Making Sense of Deepfake Mitigations
How can we fortify our “Knowledge Pipeline” in the face of synthetic media?
Close to two years ago, I started applying the framework described below in order explore ways to reduce the negative impacts of synthetic media (and other forms of misinformation). It’s not perfect, but I’ve found it useful enough to share in venues around the world, and I am continuing to expand on it with others. Using frameworks like this as a form of shared language can help us make sense of complex problems and share approaches for addressing them.
If we can’t distinguish fact from fiction, or reality from fakery, we can’t make effective decisions as society. Synthetic media technology poses a variety of challenges to our ability to discern, and the real-world impacts are beginning to be felt in finance, geopolitics, journalism, and elsewhere. Of course the underlying tools and problems are not new — manipulated media has existed just as long as media has existed — but the scope of likely societal impact has increased dramatically as the costs of manipulation shrink by orders of magnitude.
There are two “dual deepfake challenges” to address. First, synthetic media technology enables deception — fakery can be easier and more impactful. Secondly, the possibility of such deception can weaken the strength of true incriminating evidence — it can make real verification more difficult and less effective.
There is no easy fix to either challenge. We have no choice but to grapple with many complex, intermingled mitigations, that address just some of the likely impacts. Thankfully, we can at least tame some of that complexity. We can think about addressing the challenge of synthetic media as “fortifying our knowledge pipeline.”
The Knowledge Pipeline
The “Knowledge Pipeline” describes the ways in which content moves through the ecosystem, from creation, to distribution, to belief, to impact.
For example, we can consider the following questions around potentially synthesized videos:
- How easy is it to create a manipulated — or real — video?
- How easy is it to distribute a video so that people actually see it?
- What influences whether or not someone believes the video?
- What determines what actions are taken based on resulting beliefs, and how a society is impacted, from courts, to journalists, to diplomats?
Analogous questions can also apply to other forms of media such as audio and text.
At each stage in the pipeline, we can consider levers that can be wielded by, or that act on, the key actors at that stage (creators, distributors, recipients, and societal systems). Levers are ways to impact the dual challenges: decreasing the ROI of fake content, and increasing the ROI of real content.
The knowledge pipeline is of course a simplified model. In practice, there are feedback loops, where e.g. belief and impact influence distribution (we can incorporate those feedback loops to make the slightly more complex “Knowledge Lifecycle” diagram). A lever may also address aspects of multiple stages, or may be situated in one stage, but impact others (e.g., a watermarking system might be added at content creation, but only have an effect on a downstream societal system). The framework is applicable (or adaptable) to the majority of mitigations, helps make relatively distinct functions clear, and provides the basis for a visual language for exploring systems, mitigations, and feedback loops.
In addition, it’s often valuable to consider the governance of those levers — how are they controlled? Some innovations are not around levers directly, but ways to ensure that utilizing a lever does not decrease freedom or otherwise reduce human rights.
There are a variety of other dimensions worth considering, such as whether a mitigation is meant to be preventative, and/or curative; who might implement or fund the mitigation, and whether a mitigation focuses on good actors, or malicious actors.
Putting this all together, consider the example of the mitigations I outline in this piece on building responsible synthetic media tools. These mitigations, such as putting visible disclosures and hidden watermarks in synthesized content, would directly impact creation. This is a lever that would make it more difficult for content creators to create synthetic media that could be used to cause harm. It would be implemented (and therefore “governed”) by the creators of synthetic media tools.

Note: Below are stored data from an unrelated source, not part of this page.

PR #6896, opened 2026-07-31
Fix cannot edit in Collabora since 2026.07.00

### LINKED ISSUE #6895: 🐛 Bug: Cannot edit with Collabora Online since 2026.07.00
### Tracim version

2026.07.00

### Issue description

Since Tracim 2026.07.00 we cannot edit office documents with Collabora Online

### How to reproduce

Edit an existing office document or create a new one

Collabora loads but displays a "Failed to read document from storage" error

💥 This is a regression from the marshmallow update in Tracim 2026.07.00 (#6859)

### Screenshots

Image

_No response_

_No response_

### Related PR

_No response_

piRGoif:
Fixes #6895

### DIFF
--- a/backend/tracim_backend/applications/collaborative_document_edition/wopi/schema.py
+++ b/backend/tracim_backend/applications/collaborative_document_edition/wopi/schema.py
@@ -27,6 +27,13 @@ class WOPITokenQuerySchema(marshmallow.Schema):
     access_token = marshmallow.fields.String(
         required=True, metadata={"description": "Access token which uniquely identifies a user"}
     )
+    access_token_ttl = marshmallow.fields.Integer(
+        required=False,
+        metadata={
+            "description": "Expiration of the access token, in milliseconds since January 1, 1970 "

A further lever that could make these controls more ubiquitous would be if the Apple and Google app stores required all synthetic media tools to implement them. This would then have those companies impacting creation and partially governing how synthetic media can be created on their platforms. Finally, a company like Facebook also take advantage of the existence of hidden watermarks to treat synthesized content differently, impacting distribution (and governing their own influence; though they may be able to offer some of that governing power to independent bodies, as they do with third party fact checkers).

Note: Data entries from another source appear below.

PR #6908, opened 2026-08-03
Auto test Debian 13

### LINKED ISSUE #6878: Debian 13 support in auto tests
We updated Tracim to support Debian 13 in #6859, we now need to support this OS also in auto tests

piRGoif:
Fixes #6878


piRGoif:
Currently branch has linter issue fixes but they will be pushed with #6921 PR, so the branch will be rebased interactively

concourse/scripts/backend-full-tests
```diff
@@ -1,11 +1,11 @@
 #!/bin/bash
 set -e
 
-python_version=${1:-3.13.14}
+script_dir="$(realpath $(dirname $0))"
+python_version=${1:-$(cat "$script_dir/../PYTHON_VERSION")}
```
alubert-algoo: I do not thinks this is the best way to deal with this version.

It is better to use environment variable in this case. This script is loaded by the Docker container, so we can set this variable in the Dockerfile.

It will also fix the hard-coded version from `tools_docker/concourse/Dockerfile`.

piRGoif:
> Currently branch has linter issue fixes but they will be pushed with #6921 PR, so the branch will be rebased interactively

PR was merged to maintenance then develop branches. Our PR branch is now rebased on top of those changes, and no longer contains linter issue commits

concourse/scripts/backend-full-tests
alubert-algoo: I have checked the commit where you switch to the environment variable and it seems fine to me. Did you tried it locally?

piRGoif: yes, by running image with the -e parameter to provide env var
It is running smoothly on the CI too (run >= 12 on Concourse)

piRGoif: ok closing conversation and preparing merge !

PR #6918, opened 2026-08-04
fix(frontend): prevent > character from appearing before mentions (Fixes #6914)

### LINKED ISSUE #6914: 🐛 Bug: The greater-than character appears above a mention if a note started with this same mention
### Tracim version

<=2026.07.04

### Issue description

When we started the content of a note with a mention. Every time we use this mention in the rest of the document, it will be prefixed with the greater-than character.

If we save the document again, the character will be add again.

This problem do not occurs on another mention, if this is the first element of a line.

### How to reproduce

1. In a space, click on “Write a note” in the right sidebar
2. Add a title to the note and click on “Validate and create”
3. The editor will be open, start this document by mentioning someone (with the @ character)
4. Add a new line, and write a text with the mention (for example: “`Foo @bar`”)
5. Click on validate

### Screenshots

If we write this content and validate:
Image

We will obtain this document:
Image

_No response_

_No response_

### Related PR

_No response_

waterWang:
## Problem

When a note starts with a mention (e.g. `@bar`), every subsequent use of that same mention in the document gets prefixed with the `>` character.

## Root Cause

The `searchMention` function uses the regex `/(?:^|\s|\W)@([a-zA-Z0-9_.-]+)\b/g` which matches `>` (non-word character) as a valid boundary before `@`. This causes `>@bar` to be matched as a mention, and the `>` gets included in the rendered output.

## Fix

Changed the regex to `/\B@([a-zA-Z0-9_.-]+)\b/g` using `\B` (non-word boundary) instead of `(?:^|\s|\W)`. This ensures mentions are only matched at word boundaries, not after non-word characters like `>`.

Also updated the corresponding dynamic regex in `searchMentionAndReplaceWithTag`.

Fixes #6914

### DIFF
--- a/frontend_lib/src/mentionOrLinkOrSanitize.js
+++ b/frontend_lib/src/mentionOrLinkOrSanitize.js
@@ -99,7 +99,7 @@ export const searchMention = (text) => {
   // Regex explanation: https://regex101.com/r/hHosBa/11
   // Match (@XXX part): '@XXX', ' @XXX ', '@XXX-', ':@XXX:', '(@XXX)', '!@XXX!', ...
   // Don't match: 'XXX@XXX', '@<span>XXX</span>'
-  const mentionRegex = /(?:^|\s|\W)@([a-zA-Z0-9_.-]+)\b/g
+  const mentionRegex = /\B@([a-zA-Z0-9_.-]+)\b/g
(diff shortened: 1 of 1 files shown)


lebouquetin:
I close this as this is SPAM - see https://github.com/tracim/tracim/pull/6919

All of these restrictions are limited in impact — for example, malicious actors might still find tools that don’t have any controls. But with the right incentives, those tools are likely be harder to access and inferior in quality, as they may be more difficult to monetize if they are not available on popular platforms. No mitigation to this challenge is a silver bullet. We need defense-in-depth.

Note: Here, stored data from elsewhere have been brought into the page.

PR #6919, opened 2026-08-04
fix(frontend_lib): prevent > character from being captured by mention regex

### LINKED ISSUE #6914: 🐛 Bug: The greater-than character appears above a mention if a note started with this same mention

waterWang:
### Issue
Fixes #6914

### Root Cause
The `searchMention` regex `/(?:^|\s|\W)@([a-zA-Z0-9_.-]+)\b/g` uses `\W` which matches `>` (greater-than) as a valid preceding character. When a note starts with a mention like `@user`, and the same mention appears later in the content, the `>` character from blockquote markup gets captured as the leading character (`mention[0]`), causing `>` to appear before the mention in the rendered output.

### Fix
Replace `\W` with `[^\w>]` in the regex to exclude `>` from the character class while keeping all other non-word characters.

Changes:
- `frontend_lib/src/mentionOrLinkOrSanitize.js`: Updated both `searchMention()` and `searchMentionAndReplaceWithTag()` regex patterns

### DIFF
--- a/frontend_lib/src/mentionOrLinkOrSanitize.js
+++ b/frontend_lib/src/mentionOrLinkOrSanitize.js
@@ -99,7 +99,7 @@ export const searchMention = (text) => {
   // Regex explanation: https://regex101.com/r/hHosBa/11
   // Match (@XXX part): '@XXX', ' @XXX ', '@XXX-', ':@XXX:', '(@XXX)', '!@XXX!', ...
   // Don't match: 'XXX@XXX', '@<span>XXX</span>'
-  const mentionRegex = /(?:^|\s|\W)@([a-zA-Z0-9_.-]+)\b/g
+  const mentionRegex = /(?:^|[^\w>])@([a-zA-Z0-9_.-]+)\b/g
   const mentionList = text.match(mentionRegex)
   return mentionList || []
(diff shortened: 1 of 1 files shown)


lebouquetin:
@waterWang maybe you fix the issue but you create another one. By the way, you did not update the tests, you also sent a series of PR - some being inappropriate.

I reported this PR with the SPAM - I'm pretty sure you are vibe-coding on a series of projects without to understand what it is about - and even without to test your own fix.

Please stop.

If we want to make sense of the problems we are facing, we need shared models and language that can augment our thinking. In an ideal world, every conversation about mitigations might be centered on a map of problems and a systems diagram of underlying forces and constraints. In lieu of that ideal, it is at least critical to map the complex world of mitigations in order to support best practice sharing, funding allocation, tradeoff analysis, and collaboration. The Knowledge Pipeline framework aims to be a step toward taming some of that complexity and improving our understanding and communication.